**ACTIVITY:**
I would like you to print all the records below exactly as they are.

[Data items]

····················

PR #1567, opened 2022-02-07
fix: headless service as ingress backend

Dirc:
- [.] README.md updated with any new values or changes
  n.a.
- [.] Updated integration tests in `${CHART}/examples/*/test/goss.yaml`
  n.a. (doesn't exist for ingress)
  
Hi all,

I wanted to expose the httpPort of the headless service via ingress, but ran into a bug.

For the ingress backend, the port and service do not match:

- Ingress backend port is the httpPort (which is also the port of the headless service)
- Ingress backend service is "logstash.fullname" (which equal the name of the ClusterIP service)

In order to expose the httpPort 9600, I needed to change the ingress backend service into:
"logstash.fullname"-headless

Cheers,
Dirc

### DIFF
--- a/logstash/templates/ingress.yaml
+++ b/logstash/templates/ingress.yaml
@@ -44,7 +44,7 @@ spec:
         pathType: {{ $pathtype }}
         backend:
           service:
-            name: {{ $fullName }}
+            name: {{ $fullName }}-headless
             port:
               number: {{ $httpPort }}
     {{- end }}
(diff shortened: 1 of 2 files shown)


Dirc:
This probably conflicts with:
#1500 

I will join the discussion there, since I believe both a ingress for the webapi port and the http plugin port are valuable.

jmlrt:
Hi @Dirc, headless service purpose is only for maintaining the network identity of the pods in the statefulset and shouldn't be exposed.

····················

**RESULT FOR THIS TASK:**
PR #1567, opened 2022-02-07
fix: headless service as ingress backend

Dirc:
- [.] README.md updated with any new values or changes
  n.a.
- [.] Updated integration tests in `${CHART}/examples/*/test/goss.yaml`
  n.a. (doesn't exist for ingress)
  
Hi all,

I wanted to expose the httpPort of the headless service via ingress, but ran into a bug.

For the ingress backend, the port and service do not match:

- Ingress backend port is the httpPort (which is also the port of the headless service)
- Ingress backend service is "logstash.fullname" (which equal the name of the ClusterIP service)

In order to expose the httpPort 9600, I needed to change the ingress backend service into:
"logstash.fullname"-headless

Cheers,
Dirc

### DIFF
--- a/logstash/templates/ingress.yaml
+++ b/logstash/templates/ingress.yaml
@@ -44,7 +44,7 @@ spec:
         pathType: {{ $pathtype }}
         backend:
           service:
-            name: {{ $fullName }}
+            name: {{ $fullName }}-headless
             port:
               number: {{ $httpPort }}
     {{- end }}
(diff shortened: 1 of 2 files shown)


Dirc:
This probably conflicts with:
#1500 

I will join the discussion there, since I believe both a ingress for the webapi port and the http plugin port are valuable.

jmlrt:
Hi @Dirc, headless service purpose is only for maintaining the network identity of the pods in the statefulset and shouldn't be exposed.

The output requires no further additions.